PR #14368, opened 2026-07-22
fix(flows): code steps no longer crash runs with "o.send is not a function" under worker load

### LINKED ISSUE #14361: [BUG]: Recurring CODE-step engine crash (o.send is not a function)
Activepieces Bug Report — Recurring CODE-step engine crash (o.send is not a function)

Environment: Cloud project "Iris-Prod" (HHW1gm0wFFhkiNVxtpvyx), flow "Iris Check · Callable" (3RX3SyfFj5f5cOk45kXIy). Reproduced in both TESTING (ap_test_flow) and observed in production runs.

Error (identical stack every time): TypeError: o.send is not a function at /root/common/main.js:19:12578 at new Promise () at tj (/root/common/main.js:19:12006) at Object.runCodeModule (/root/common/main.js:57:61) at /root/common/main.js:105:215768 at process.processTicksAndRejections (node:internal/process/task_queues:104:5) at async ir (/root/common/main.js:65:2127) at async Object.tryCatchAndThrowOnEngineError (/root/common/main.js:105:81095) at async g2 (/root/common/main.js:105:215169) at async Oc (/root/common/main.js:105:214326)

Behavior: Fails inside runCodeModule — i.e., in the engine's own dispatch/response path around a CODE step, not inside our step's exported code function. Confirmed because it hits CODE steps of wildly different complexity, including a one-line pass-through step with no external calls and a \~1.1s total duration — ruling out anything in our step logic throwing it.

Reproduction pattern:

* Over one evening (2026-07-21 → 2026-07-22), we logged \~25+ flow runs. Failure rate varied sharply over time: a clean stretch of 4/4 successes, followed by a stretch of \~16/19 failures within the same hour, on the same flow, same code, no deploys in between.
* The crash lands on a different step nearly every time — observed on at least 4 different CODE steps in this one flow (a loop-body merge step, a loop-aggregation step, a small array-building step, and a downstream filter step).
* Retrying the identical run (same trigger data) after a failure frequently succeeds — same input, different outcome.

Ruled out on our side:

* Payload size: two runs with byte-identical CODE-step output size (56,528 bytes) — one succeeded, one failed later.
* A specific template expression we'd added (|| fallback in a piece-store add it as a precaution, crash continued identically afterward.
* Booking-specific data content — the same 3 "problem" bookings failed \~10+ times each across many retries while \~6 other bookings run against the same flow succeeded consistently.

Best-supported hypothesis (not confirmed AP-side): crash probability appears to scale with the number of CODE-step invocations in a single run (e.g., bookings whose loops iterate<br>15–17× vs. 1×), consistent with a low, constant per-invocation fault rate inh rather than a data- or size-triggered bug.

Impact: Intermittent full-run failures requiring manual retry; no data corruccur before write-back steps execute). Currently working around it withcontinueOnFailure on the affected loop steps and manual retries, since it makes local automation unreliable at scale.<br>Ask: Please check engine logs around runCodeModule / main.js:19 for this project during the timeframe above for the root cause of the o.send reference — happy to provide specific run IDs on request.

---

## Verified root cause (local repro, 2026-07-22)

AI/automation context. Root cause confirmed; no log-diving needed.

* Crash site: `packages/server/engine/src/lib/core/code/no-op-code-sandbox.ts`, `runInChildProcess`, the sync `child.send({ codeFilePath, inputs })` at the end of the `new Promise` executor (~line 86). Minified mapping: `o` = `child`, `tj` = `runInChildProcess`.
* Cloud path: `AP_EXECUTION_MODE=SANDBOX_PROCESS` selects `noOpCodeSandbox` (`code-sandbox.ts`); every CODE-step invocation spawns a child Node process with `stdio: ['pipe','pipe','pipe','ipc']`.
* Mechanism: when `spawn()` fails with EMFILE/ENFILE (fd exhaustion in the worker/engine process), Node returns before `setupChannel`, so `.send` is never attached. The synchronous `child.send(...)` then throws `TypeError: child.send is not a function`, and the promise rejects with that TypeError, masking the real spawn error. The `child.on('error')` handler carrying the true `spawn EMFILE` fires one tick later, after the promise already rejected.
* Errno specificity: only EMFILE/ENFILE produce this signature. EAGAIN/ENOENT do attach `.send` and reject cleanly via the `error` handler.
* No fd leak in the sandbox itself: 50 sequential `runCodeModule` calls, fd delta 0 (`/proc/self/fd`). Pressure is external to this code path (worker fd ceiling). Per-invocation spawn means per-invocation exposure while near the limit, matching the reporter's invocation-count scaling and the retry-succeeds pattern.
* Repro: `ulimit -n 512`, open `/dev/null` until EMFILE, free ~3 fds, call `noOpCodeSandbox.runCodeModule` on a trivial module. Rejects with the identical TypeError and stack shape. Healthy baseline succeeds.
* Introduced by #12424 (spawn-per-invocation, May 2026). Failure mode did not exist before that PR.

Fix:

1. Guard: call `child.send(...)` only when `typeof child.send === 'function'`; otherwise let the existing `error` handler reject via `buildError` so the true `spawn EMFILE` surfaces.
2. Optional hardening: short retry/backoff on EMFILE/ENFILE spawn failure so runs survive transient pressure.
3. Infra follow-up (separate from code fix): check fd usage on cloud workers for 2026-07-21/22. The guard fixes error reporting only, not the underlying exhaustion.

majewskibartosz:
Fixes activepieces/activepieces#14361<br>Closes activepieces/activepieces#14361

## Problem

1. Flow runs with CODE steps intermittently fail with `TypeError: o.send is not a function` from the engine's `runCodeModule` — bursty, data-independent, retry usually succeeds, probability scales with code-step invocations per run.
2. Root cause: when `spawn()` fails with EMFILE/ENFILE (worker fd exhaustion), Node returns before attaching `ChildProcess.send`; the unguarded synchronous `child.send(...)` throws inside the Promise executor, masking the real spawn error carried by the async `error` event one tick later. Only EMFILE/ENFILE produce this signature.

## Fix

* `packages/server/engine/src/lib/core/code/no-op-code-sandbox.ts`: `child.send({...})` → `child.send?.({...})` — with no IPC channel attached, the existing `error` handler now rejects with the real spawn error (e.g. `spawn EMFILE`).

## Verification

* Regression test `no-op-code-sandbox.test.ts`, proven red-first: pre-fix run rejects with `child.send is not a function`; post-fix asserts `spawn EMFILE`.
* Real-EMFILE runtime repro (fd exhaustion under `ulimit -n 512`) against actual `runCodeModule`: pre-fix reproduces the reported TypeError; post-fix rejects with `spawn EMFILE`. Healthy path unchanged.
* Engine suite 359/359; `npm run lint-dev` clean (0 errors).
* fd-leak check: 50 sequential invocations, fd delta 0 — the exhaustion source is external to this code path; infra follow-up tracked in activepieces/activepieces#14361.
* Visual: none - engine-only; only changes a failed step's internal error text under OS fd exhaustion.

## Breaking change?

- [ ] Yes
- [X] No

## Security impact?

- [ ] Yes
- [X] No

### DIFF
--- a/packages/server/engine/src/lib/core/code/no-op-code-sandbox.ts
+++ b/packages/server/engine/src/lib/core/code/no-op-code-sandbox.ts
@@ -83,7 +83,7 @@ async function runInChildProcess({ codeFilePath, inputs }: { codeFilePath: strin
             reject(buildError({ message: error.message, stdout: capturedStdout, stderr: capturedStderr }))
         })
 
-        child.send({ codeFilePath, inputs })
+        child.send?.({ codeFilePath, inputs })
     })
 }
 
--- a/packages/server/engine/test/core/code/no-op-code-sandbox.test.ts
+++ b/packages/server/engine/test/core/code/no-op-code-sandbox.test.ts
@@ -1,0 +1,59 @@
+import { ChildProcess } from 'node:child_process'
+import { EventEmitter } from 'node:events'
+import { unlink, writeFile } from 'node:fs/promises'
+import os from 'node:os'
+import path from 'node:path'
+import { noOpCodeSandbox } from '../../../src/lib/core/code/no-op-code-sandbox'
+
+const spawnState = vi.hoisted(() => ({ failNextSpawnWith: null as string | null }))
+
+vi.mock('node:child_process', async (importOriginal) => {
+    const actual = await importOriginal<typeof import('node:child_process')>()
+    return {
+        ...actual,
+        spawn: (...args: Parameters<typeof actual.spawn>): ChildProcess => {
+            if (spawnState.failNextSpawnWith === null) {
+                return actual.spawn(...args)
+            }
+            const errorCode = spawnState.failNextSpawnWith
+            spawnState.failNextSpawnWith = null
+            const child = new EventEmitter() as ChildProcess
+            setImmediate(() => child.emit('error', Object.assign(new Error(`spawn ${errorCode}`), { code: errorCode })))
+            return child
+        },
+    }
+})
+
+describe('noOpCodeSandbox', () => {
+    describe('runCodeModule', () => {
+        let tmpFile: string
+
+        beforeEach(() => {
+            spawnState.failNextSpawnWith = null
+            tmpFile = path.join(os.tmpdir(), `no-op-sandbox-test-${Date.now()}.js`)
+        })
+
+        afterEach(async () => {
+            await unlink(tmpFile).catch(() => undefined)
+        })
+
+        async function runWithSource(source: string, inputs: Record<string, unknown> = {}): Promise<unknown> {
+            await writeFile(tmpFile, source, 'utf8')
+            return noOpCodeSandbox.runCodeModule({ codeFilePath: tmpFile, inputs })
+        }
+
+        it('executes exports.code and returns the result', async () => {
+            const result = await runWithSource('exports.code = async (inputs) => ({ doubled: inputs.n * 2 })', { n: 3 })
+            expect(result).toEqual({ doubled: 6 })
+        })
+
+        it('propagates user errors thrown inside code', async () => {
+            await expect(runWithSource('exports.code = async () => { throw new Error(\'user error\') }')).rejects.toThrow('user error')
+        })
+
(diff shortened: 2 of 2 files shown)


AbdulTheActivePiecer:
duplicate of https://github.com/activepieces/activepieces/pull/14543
-=-=-
Transcribe the material exactly, stopping after the "Activepieces Bug Report" line.

PR #14368, opened 2026-07-22
fix(flows): code steps no longer crash runs with "o.send is not a function" under worker load

### LINKED ISSUE #14361: [BUG]: Recurring CODE-step engine crash (o.send is not a function)
Activepieces Bug Report — Recurring CODE-step engine crash (o.send is not a function)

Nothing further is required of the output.